| MATERIAL FOR THE TASK |
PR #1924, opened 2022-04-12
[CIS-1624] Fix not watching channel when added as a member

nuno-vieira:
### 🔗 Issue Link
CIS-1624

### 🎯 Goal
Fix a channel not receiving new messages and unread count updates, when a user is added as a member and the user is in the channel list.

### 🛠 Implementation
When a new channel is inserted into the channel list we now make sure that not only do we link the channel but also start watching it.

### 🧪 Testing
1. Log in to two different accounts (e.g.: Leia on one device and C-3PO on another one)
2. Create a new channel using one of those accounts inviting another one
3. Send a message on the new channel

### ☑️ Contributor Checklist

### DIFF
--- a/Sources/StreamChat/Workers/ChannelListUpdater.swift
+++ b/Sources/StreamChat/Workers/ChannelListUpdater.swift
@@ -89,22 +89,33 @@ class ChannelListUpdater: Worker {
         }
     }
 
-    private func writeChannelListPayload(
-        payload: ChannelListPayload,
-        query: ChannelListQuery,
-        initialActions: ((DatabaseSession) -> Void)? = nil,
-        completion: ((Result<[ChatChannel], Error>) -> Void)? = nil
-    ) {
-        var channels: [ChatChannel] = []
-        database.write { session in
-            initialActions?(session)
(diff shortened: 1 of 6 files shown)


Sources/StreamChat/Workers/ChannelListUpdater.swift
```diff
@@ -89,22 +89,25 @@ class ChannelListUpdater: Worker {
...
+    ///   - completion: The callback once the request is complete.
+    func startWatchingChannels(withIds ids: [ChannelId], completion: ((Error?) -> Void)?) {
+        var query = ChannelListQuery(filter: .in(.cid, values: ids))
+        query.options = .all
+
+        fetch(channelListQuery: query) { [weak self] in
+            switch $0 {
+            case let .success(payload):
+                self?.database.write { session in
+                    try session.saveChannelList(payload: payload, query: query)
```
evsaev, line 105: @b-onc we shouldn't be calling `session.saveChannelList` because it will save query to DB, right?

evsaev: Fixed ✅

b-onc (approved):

| TASK STATEMENT |
From the records above, return each line where "class" occurs.

| RESULT OF THIS TASK |
@@ -89,22 +89,33 @@ class ChannelListUpdater: Worker {
@@ -89,22 +89,25 @@ class ChannelListUpdater: Worker {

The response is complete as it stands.